- Cover of The Dark Tower: The Drawing of the Three - Bitter Medicine #1 (Apr., 2016)

Publication information
- Publisher: Marvel Comics
- Schedule: "Monthly"
- Format: Limited series
- Publication date: Apr. - Aug., 2016
- No. of issues: 5

Creative team
- Created by: Stephen King
- Written by: Robin Furth (adaptation) Peter David (script)
- Artist(s): Jonathan Marks, Lee Loughridge, Nimit Malavia

= The Dark Tower: The Drawing of the Three - Bitter Medicine =

The Dark Tower: The Drawing of the Three - Bitter Medicine is a five-issue comic book limited series published by Marvel Comics. It is the fourteenth comic book miniseries based on Stephen King's The Dark Tower series of novels. It is plotted by Robin Furth, scripted by Peter David, and illustrated by Jonathan Marks and Lee Loughridge, with covers by Nimit Malavia. Stephen King is the Creative and Executive Director of the project. The first issue was published on April 20, 2016.

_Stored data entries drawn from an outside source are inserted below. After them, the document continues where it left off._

PR #58, opened 2021-12-03
adding a popup with pawn promotion options

RuthShryock:
the code becomes stuck after I select a piece to promote the pawn to


nashirj:
I'm merging this since it's functional! You can keep working on the UI and make a new PR when you get the promotion popup thing looking nicer

PR #61, opened 2021-12-05
Turnwise input rep

### LINKED ISSUE #56: Add directionality to chess input representation
Before creating input to network, we need to have the board flipped to the person that's playing.

fshcat:
Flips board to the perspective of the current player and orders current player's pieces and castling planes first (closes #56). Also refactored for brevity.

### DIFF
--- a/chess-AI/experimental-work/state_representation.py
+++ b/chess-AI/experimental-work/state_representation.py
@@ -2,76 +2,57 @@ import torch
 import chess
 import numpy as np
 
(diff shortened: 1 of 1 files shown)


nashirj (approved):
This is really great! Nice job. I left a couple comments but after you address them I'm fine with you merging it in. I realize this PR also addresses something we overlooked where the values of the planes were not being reset after each input. Thanks again for working on this.

PR #68, opened 2021-12-15
move diagonal and wrapper function update

adenm-10:


firmware/arduino/chessboard/motorDriver.ino
```diff
@@ -27,39 +27,28 @@ void moveMotor(int motor[], int steps, int dir)
 
 void moveSpaces(int motor[], int spaces, int dir)
 {
-  int i;
-
   // How many steps per space
   float numSteps = spaces * stepsPerSpace;
```
LSaber36, line 31: Now that I'm thinking about it, this should be an int. We're not doing half of a step or anything.

firmware/arduino/chessboard/motorDriver.ino
```diff
@@ -27,39 +27,28 @@ void moveMotor(int motor[], int steps, int dir)
...
   digitalWrite(motor[1], dir);
 
-  for(i = 0; i < numSteps; i++);
-  {
-    digitalWrite(motor[0], LOW);
-    delay(1);  // 1 milliSecond
-    digitalWrite(motor[0], HIGH);
-  }
-
+  moveMotor(motor[], (int)numSteps, dir)
```
LSaber36, line 35: With this declared as an int, you don't need to cast it as one explicitly

firmware/arduino/chessboard/motorDriver.ino
```diff
@@ -41,22 +41,42 @@ void moveDiagonal(int dirX, int dirY, int spacesX, int spacesY)
...
   digitalWrite(MOTOR_RESET, HIGH);
   digitalWrite(MOTOR_ENABLE, LOW);
 
   digitalWrite(xMotor[1], dirX);
-  digitalWrite(yMotor[1], dirX);
-
-  for(i = 0; i < numSteps; i++)
+  digitalWrite(yMotor[1], dirY);
+  
+  if (numStepsX = numStepsY)
```
LSaber36, line 53: This should be ==, right now I't doing an assignment and always evaluating true cuz, for arduino, >0 is considered true

firmware/arduino/chessboard/motorDriver.ino
```diff
@@ -41,22 +41,42 @@ void moveDiagonal(int dirX, int dirY, int spacesX, int spacesY)
...
-  digitalWrite(yMotor[1], dirX);
-
-  for(i = 0; i < numSteps; i++)
+  digitalWrite(yMotor[1], dirY);
+  
+  if (numStepsX = numStepsY) 
   {
+    for(i = 0; i < numStepsX; i++)
+    {
     digitalWrite(xMotor[0], LOW);
```
LSaber36, line 57: The lines in the loop should be indented by one

firmware/arduino/chessboard/motorDriver.ino
```diff
@@ -41,22 +41,42 @@ void moveDiagonal(int dirX, int dirY, int spacesX, int spacesY)
...
     digitalWrite(yMotor[0], LOW);
     delay(1);
     digitalWrite(xMotor[0], HIGH);
     digitalWrite(yMotor[0], HIGH);
+    }
+  } 
+
+  else 
+  {
+    float dist = sqrt(numStepsX * numStepsX + numStepsY * numStepsY);
```
LSaber36, line 67: I see what you're doing here, but I don't think we need to do this. We just need to make the motors move an x and y distance.

LSaber36: Additionally, I talked to Nashir and we agreed that we don't need to worry about all slopes, just 1, 1/2, and 2. That being said, you want to set the motor scale's and drive them the same number of steps. With the scale different, one will do full steps and the other 1/2 steps. So the slope will be maintained. Or the other way around and that's a slope of 2.

LSaber36: To do this, use if statements to check which is bigger and the slope between them, which is just y/x

firmware/arduino/chessboard/motorDriver.ino
```diff
@@ -41,22 +41,42 @@ void moveDiagonal(int dirX, int dirY, int spacesX, int spacesY)
...
+    float delayX = dist / numStepsX;
+    float delayY = dist / numStepsY;
+
+    for(i=0; i < dist; i++)
+      digitalWrite(xMotor[0], LOW);
+      //do i have to convert this into an int, can i keep it as a variable?
```
LSaber36, line 73: The delay here is just the time between pulses, so you can make that a preprocessor and use that, like we've done before for magic numbers.

firmware/arduino/chessboard/motorDriver.ino
```diff
@@ -41,22 +41,42 @@ void moveDiagonal(int dirX, int dirY, int spacesX, int spacesY)
...
+  } 
+
+  else 
+  {
+    float dist = sqrt(numStepsX * numStepsX + numStepsY * numStepsY);
+    float delayX = dist / numStepsX;
+    float delayY = dist / numStepsY;
+
+    for(i=0; i < dist; i++)
+      digitalWrite(xMotor[0], LOW);
```
LSaber36, line 72: For writing these low and high, try to group them together. So you should write both low, delay, them both high. Otherwise, you add extra delay and the movement may not be as smooth.

firmware/arduino/chessboard/motorDriver.ino
nashirj: Sorry for the noob question, but do we need to explicitly consider negative slopes as well?

firmware/arduino/chessboard/motorDriver.ino
nashirj: Apparently VS code has [auto formatting](https://stackoverflow.com/questions/29973357/how-do-you-format-code-in-visual-studio-code-vscode), hopefully this is useful for your future PRs, you can just auto format before pushing the code!

firmware/arduino/chessboard/motorDriver.ino
```diff
@@ -50,33 +80,45 @@ void moveDiagonal(int dirX, int dirY, int spacesX, int spacesY)
...
       digitalWrite(xMotor[0], LOW);
-      //do i have to convert this into an int, can i keep it as a variable?
-      delay(delayX);
+      digitalWrite(yMotor[0], LOW);
+      delay(1);
       digitalWrite(xMotor[0], HIGH);
+      digitalWrite(yMotor[0], HIGH);
+    }
+  }
+  else if (numStepsY < numStepsX)
```
LSaber36, line 110: Just to be safe, I would add the same check for half like you did earlier.
Keep in mind, you have integer math here, so we can account for that by reversing x and y in the calculation.

&& (numStepsX / numStepsY) == 2

firmware/arduino/chessboard/motorDriver.ino
```diff
@@ -50,33 +80,45 @@ void moveDiagonal(int dirX, int dirY, int spacesX, int spacesY)
...
     }
   } 
 
-  else 
+  else if (numStepsY > numStepsX && (numStepsY / numStepsX) == 2)
   {
-    float dist = sqrt(numStepsX * numStepsX + numStepsY * numStepsY);
-    float delayX = dist / numStepsX;
-    float delayY = dist / numStepsY;
+    //can I call setScale here even thought it's declared after?
```
LSaber36, line 97: From now on, ask any questions in the commit the same way I'm giving you feedback. That keeps the code free of unrelated comments. Also, if you make a comment please have a space after the //

firmware/arduino/chessboard/motorDriver.ino
LSaber36: If we don't have this we might end up in a situation where we're moving at a different slope.

LSaber36: However, we may end up just using numStepsY > numStepsX and an else provided we only call this function with diagonal moves that have those slopes. We can adjust that later with Nashir.

firmware/arduino/chessboard/motorDriver.ino
```diff
@@ -50,33 +80,45 @@ void moveDiagonal(int dirX, int dirY, int spacesX, int spacesY)
...
-    delay(1);
-    digitalWrite(xMotor[0], HIGH);
-    digitalWrite(yMotor[0], HIGH);
+      digitalWrite(xMotor[0], LOW);
+      digitalWrite(yMotor[0], LOW);
+      delay(1);
+      digitalWrite(xMotor[0], HIGH);
+      digitalWrite(yMotor[0], HIGH);
     }
   }
```
LSaber36, line 94: There shouldn't be a newline here

firmware/arduino/chessboard/motorDriver.ino
```diff
@@ -50,33 +80,45 @@ void moveDiagonal(int dirX, int dirY, int spacesX, int spacesY)
...
+    for(i = 0; i < numStepsX; i++)
+    {
+      digitalWrite(xMotor[0], LOW);
       digitalWrite(yMotor[0], LOW);
-      delay(delayY);
+      delay(1);
+      digitalWrite(xMotor[0], HIGH);
       digitalWrite(yMotor[0], HIGH);
+    }
   }
```
LSaber36, line 122: I have one more comment about this code, but I want to wait until you push the next set of changes. It's about the repeated for loop. See if you can figure it out :)

LSaber36 (approved):

firmware/arduino/chessboard/motorDriver.ino
```diff
@@ -27,55 +27,12 @@ void moveMotor(int motor[], int steps, int dir)
...
-  }
-
-}
-
-void moveDiagonal(int motor[], int dir, int spaces)
-{
-  int i;
-
-  // similary subject to change as above function dictation, same number as above though
-  float numSteps = spaces * stepsPerSpace;
```
LSaber36, line 55: This should be an int

firmware/arduino/chessboard/motorDriver.ino
```diff
@@ -106,4 +63,50 @@ void setScale(int motor[], int scale)
...
   }
-}
\ No newline at end of file
+}
+
+void moveDiagonal(int dirX, int dirY, int spacesX, int spacesY)
+{
+  int i;
+
+  float numStepsX = spacesX * stepsPerSpace;
```
LSaber36, line 72: These should be ints

firmware/arduino/chessboard/motorDriver.ino
```diff
@@ -106,4 +63,50 @@ void setScale(int motor[], int scale)
...
+ else if (numStepsY > numStepsX && (numStepsY / numStepsX) == 2)
+  {
+    setScale(xMotor, 2);
+    setScale(yMotor, 1);
+  }
+  else if (numStepsY < numStepsX && (numStepsX / numStepsY) == 2)
+  {
+    setScale(xMotor, 1);
+    setScale(yMotor, 2);
+  }
```
LSaber36, line 96: Should be a newline here

firmware/arduino/chessboard/motorDriver.ino
```diff
@@ -106,4 +63,50 @@ void setScale(int motor[], int scale)
...
+
+  digitalWrite(xMotor[1], dirX);
+  digitalWrite(yMotor[1], dirY);
+  
+  if (numStepsX == numStepsY)
+  {
+    setScale(xMotor, 1);
+    setScale(yMotor, 1);
+  }
+ else if (numStepsY > numStepsX && (numStepsY / numStepsX) == 2)
```
LSaber36, line 87: This should be indented properly

PR #69, opened 2021-12-16
Game loop v3

nashirj:
Big PR, sorry :/

- Created first draft of a move queue; this allows breaking moves up into constituent moves (e.g. for captures or castling) and sending each of these moves to the board individually.
- Added feature to convert chess coordinates (e.g. a1) to board coordinates (e.g. (2, 2)) so that when sending moves to Arduino, Arduino can just receive an "absolute" start and end point on the board. This conversion works whether the white pieces are on the human side, or the black pieces are on the human side (see `get_board_coords_from_square`).
- Updated chessboard indexing so that (0, 0) corresponds to a1.
- Updated board indexing so that (0, 0) corresponds to the bottom left corner (when viewing the board top down with the human at the "bottom").
- Updated ArduinoStatus class to contain a status, move count, and an extra bit. Also created a helper method to parse Arduino messages into those three components
- Created function to check if knight move has neighbors along path; used to determine whether it is possible to move the knight diagonally or whether we need to move piece along square edges.
- Created first draft of message sent over serial to Arduino to specify move to make.
- Updated all graveyard filling methods.
- Created Move class to wrap the moves that are being sent to the Arduino.

### DIFF
--- a/firmware/raspi/boardinterface.py
+++ b/firmware/raspi/boardinterface.py
@@ -16,8 +16,10 @@ class Engine:
     Attributes:
         board: A python wrapper around a python-chess board.
     '''
-    def __init__(self):
+    def __init__(self, human_plays_white_pieces):
         self.chess_board = chess.Board()
+
+        self.human_plays_white_pieces = human_plays_white_pieces
 
         self.king_to_rook_moves = {}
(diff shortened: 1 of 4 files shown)


JuddBE:
Looks good to merge, great progress!

nashirj:
Thanks so much!

PR #513, opened 2020-08-10
@fluent/syntax: Don't drop to newline when serializing patterns starting with special chars

### LINKED ISSUE #512: @fluent/syntax: Variant values with `[]` don't roundtrip through the parser/serializer
The following Fluent snippet doesn't round-trip right:

```properties
shared-photos =
    { $userName } { $photoCount ->
        [one][x]added a new photo { $item ->
                [bucket] to the bucket
               *[folder] to the folder
            }
       *[other] added { $photoCount } new photos
    }
```

The result is

```properties
shared-photos =
    { $userName } { $photoCount ->
        [one]
            [x]added a new photo { $item ->
                [bucket] to the bucket
               *[folder] to the folder
            }
       *[other] added { $photoCount } new photos
    }
```
Filing here, but it affects all of `js`, `python`, and `kotlin`.

stasm:
Fix #512.

### DIFF
--- a/fluent-syntax/src/serializer.ts
+++ b/fluent-syntax/src/serializer.ts
@@ -13,6 +13,29 @@ function isSelectExpr(elem: AST.PatternElement): boolean {
     && elem.expression instanceof AST.SelectExpression;
 }
 
+function shouldStartOnNewLine(pattern: AST.Pattern): boolean {
+  const isMultiline =
+    pattern.elements.some(isSelectExpr) ||
+    pattern.elements.some(includesNewLine);
+
+  if (isMultiline) {
+    const firstElement = pattern.elements[0];
+    if (firstElement instanceof AST.TextElement) {
+      const firstChar = firstElement.value[0];
+      // Due to the indentation requirement these text characters may not appear
+      // as the first character on a new line.
+      if (firstChar === "[" || firstChar === "." || firstChar === "*") {
+        return false;
+      }
+    }
+
+    return true;
+  }
+
+  return false;
+}
+
+
 // Bit masks representing the state of the serializer.
 export const HAS_ENTRIES = 1;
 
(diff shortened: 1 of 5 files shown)


fluent-syntax/src/serializer.ts
```diff
@@ -136,19 +136,29 @@ function serializeTerm(term: AST.Term): string {
...
   const content = pattern.elements.map(serializeElement).join("");
-  const startOnNewLine =
+  const maybeStartOnNewLine =
     pattern.elements.some(isSelectExpr) ||
     pattern.elements.some(includesNewLine);
 
-  if (startOnNewLine) {
-    return `\n    ${indent(content)}`;
+  if (maybeStartOnNewLine) {
+    const firstElement = pattern.elements[0];
```
Pike, line 151: I'd prefer this code to be a function like the other two.

fluent-syntax/src/serializer.ts
```diff
@@ -136,19 +136,29 @@ function serializeTerm(term: AST.Term): string {
...
-  const value = indent(serializePattern(attribute.value));
+  const value = indentExceptFirstLine(serializePattern(attribute.value));
   return `\n    .${attribute.id.name} =${value}`;
 }
 
 
 function serializePattern(pattern: AST.Pattern): string {
   const content = pattern.elements.map(serializeElement).join("");
-  const startOnNewLine =
+  const maybeStartOnNewLine =
```
Pike, line 146: I was puzzled, and then I realized that this var is not named right. I took this name face-value, and was very confused that you need to do two different checks, aka, this fix is not the fix I had in mind ;-)

How about `needsIndent` ?

fluent-syntax/src/serializer.ts
stasm: I used to have it in a separate function which returned a boolean, but I then inlined it here because the `false` case resulted in two outcomes: `indentExceptFirstLine(content)` in line 157 and `content` in 164, and I didn't want to add any special sentinel return values.

However, when `content` is on a single line, `indentExceptFirstLine(content)` is a no-op, so I can also use it in line 164.

fluent-syntax/src/serializer.ts
stasm: I moved this to a function called `shouldStartOnNewLine`, which I think is the right name this time.

PR #514, opened 2020-08-17
[@fluent/bundle] Export missing FluentNone

danilobuerger:


stasm (approved):
Good catch, thanks for the PR!

Issue #519, opened 2020-12-07
In fluent-react, when an id is not found, it should report an error


gregtatum:
https://github.com/projectfluent/fluent.js/blob/72f59706128e648a4aaff5ca294bdc39a7d366fc/fluent-react/src/localized.ts#L63-L68

I'm currently using fluent-react and my UI was not translating correctly with no errors reported. The issue turned out to be missing `id`s in my bundle.

For example:

<img width="736" alt="image" src="https://user-images.githubusercontent.com/1588648/101388802-10967100-3886-11eb-8a86-2a790c88708b.png">

gregtatum:
I'll work on this.

julienw:
May I suggest to render the l10n-id when the child is null (in addition to report an error to the console maybe)? I believe this is what the "main" fluent library is doing, it would be nice that the react binding follows the same behavior.

PR #520, opened 2020-12-10
Explicitly test reporting errors in fluent-react

gregtatum:
In preparation for #519, this PR adds explicit testing to the use of errors in fluent-react. I split this out into a separate PR, as I had to do a few different steps to get the proper testing in place to where I would feel comfortable adding the new feature. Each commit should be reviewed separately, and has a full commit message describing the decisions and process I went through.

There is no behavior change for the project, these changes are test only.

### DIFF
--- a/fluent-react/package.json
+++ b/fluent-react/package.json
@@ -44,6 +44,12 @@
   "engines": {
     "node": ">=10.0.0"
   },
+  "jest": {
+    "setupFilesAfterEnv": [
+      "./test/setup.js"
+    ],
+    "restoreMocks": true
+  },
   "dependencies": {
     "@fluent/sequence": "0.5.0",
     "cached-iterable": "^0.2.1",
--- a/fluent-react/test/localized_overlay.test.js
+++ b/fluent-react/test/localized_overlay.test.js
@@ -2,16 +2,21 @@ import React from "react";
 import TestRenderer from "react-test-renderer";
 import { FluentBundle, FluentResource } from "@fluent/bundle";
 import { createParseMarkup } from "../esm/markup";
-import { ReactLocalization, LocalizationProvider, Localized }
-  from "../esm/index";
+import {
+  ReactLocalization,
+  LocalizationProvider,
+  Localized
+} from "../esm/index";
 
 describe("Localized - overlay", () => {
   test("< in text", () => {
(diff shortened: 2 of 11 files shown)


gregtatum:
Looks like CI is not passing, I will investigate.

fluent-react/test/localized_overlay.test.js
```diff
@@ -75,67 +84,79 @@ two = First &middot; Second
...
+          id="foo"
+          elems={{ button: <button onClick={alert}></button> }}
+        >
           <div />
         </Localized>
       </LocalizationProvider>
     );
 
     expect(renderer.toJSON()).toMatchInlineSnapshot(`
-                  <div>
```
gregtatum, line 91: I'm a bit surprised by these whitespace changes to be honest.

fluent-react/package.json
```diff
@@ -44,6 +44,12 @@
   "engines": {
     "node": ">=10.0.0"
   },
+  "jest": {
+    "setupFilesAfterEnv": [
+      "./test/setup.js"
+    ],
+    "restoreMocks": true
```
gregtatum, line 51: This removes the mock after every run, which helps with reproducibility of tests.

fluent-react/test/localized_valid.test.js
```diff
@@ -7,16 +7,6 @@ import {
 } from "../esm/index";
 
 describe("Localized - validation", () => {
-  let consoleError = console.error;
```
gregtatum, line 6: I made this more targeted.

stasm (approved):
LGTM. Thanks for separating the Prettier-related changes to their own commit. Out of curiosity, have you considered spying on `ReactLocalization.reportError` instead?

gregtatum:
> ReactLocalization.reportError

I believe I went for `console.warn` rather than `ReactLocalization.reportError` as I tend to prefer to test again user-facing APIs. In the Firefox Profiler UI this has been our common practice, to test the behavior as a user would actually do things. In this mode of thought, the `console.warn` is more of the endpoint that the user will actually see. Plus there is the added benefit of being in control (at least through the tests) of when information is being logged in a user-visible space. These calls are then explicitly tested so it's easy to understand the behavior with different permutations.

PR #521, opened 2020-12-13
Nested children support in overlays 

joepie91:
This change makes it possible for translations to contain nested markup tags, like so:

```ftl
foo = This is some <em><strong>nested markup!</strong></em>
```

It also fixes the test which explicitly checks that this *doesn't* work, because that test was broken and incorrectly still passed after making this change. ¯\\\_(ツ)\_/¯ That's a separate commit though, so it can be picked out if desired.

Current state of tests: all tests pass, except the one which explicitly disallows this behaviour (obviously), as I'm not sure whether there's a specific reason why nested children have not been allowed up til now. I have not added new tests for this functionality, as I find it very frustrating to deal with TS and again, I have no idea whether this PR will be accepted or not :)

So yeah, this is a bit of a draft PR, I suppose. I need this in my own application (for basic Markdown support in translation strings), hence having created a fork, but I don't know whether you're also interested in it as the upstream.

### DIFF
--- a/fluent-react/src/localized.ts
+++ b/fluent-react/src/localized.ts
@@ -143,46 +143,66 @@ export function Localized(props: LocalizedProps): ReactElement {
     }
   }
 
+  function transformTranslatedNodes(nodes: Node[]): ReactNode[] {
+    return nodes.map(childNode => {
+      if (childNode.nodeName === "#text") {
+        return childNode.textContent;
+      }
+
+      const childName = childNode.nodeName.toLowerCase();
+
+      // If the child is not expected just take its textContent.
+      if (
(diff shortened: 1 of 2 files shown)


zbraniecki:
Thank you for that draft!

DOM Overlays are actually quite sophisticated as a system. I wouldn't want to change one piece without considering others.

We want to think about it this year, and here are features we want to think about - https://github.com/zbraniecki/fluent-domoverlays-js/wiki/New-Features-(rev-3)

In issues in that repo you can read about prototypes and architectural considerations around each feature.

Would you be interested in participating in such architecture design round for rev3? It will take a looong time tho :)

| Preceded by | Followed by |
|---|---|
| The Dark Tower: The Drawing of the Three - Lady of Shadows | The Dark Tower: The Drawing of the Three - The Sailor |

==Publication dates==
- Issue #1: April 20, 2016
- Issue #2: May 11, 2016
- Issue #3: June 8, 2016
- Issue #4: July 13, 2016
- Issue #5: August 31, 2016

==Collected editions==
The entire five-issue run of Bitter Medicine was collected into a paperback edition, released by Marvel on October 18, 2016 (ISBN 0785192808).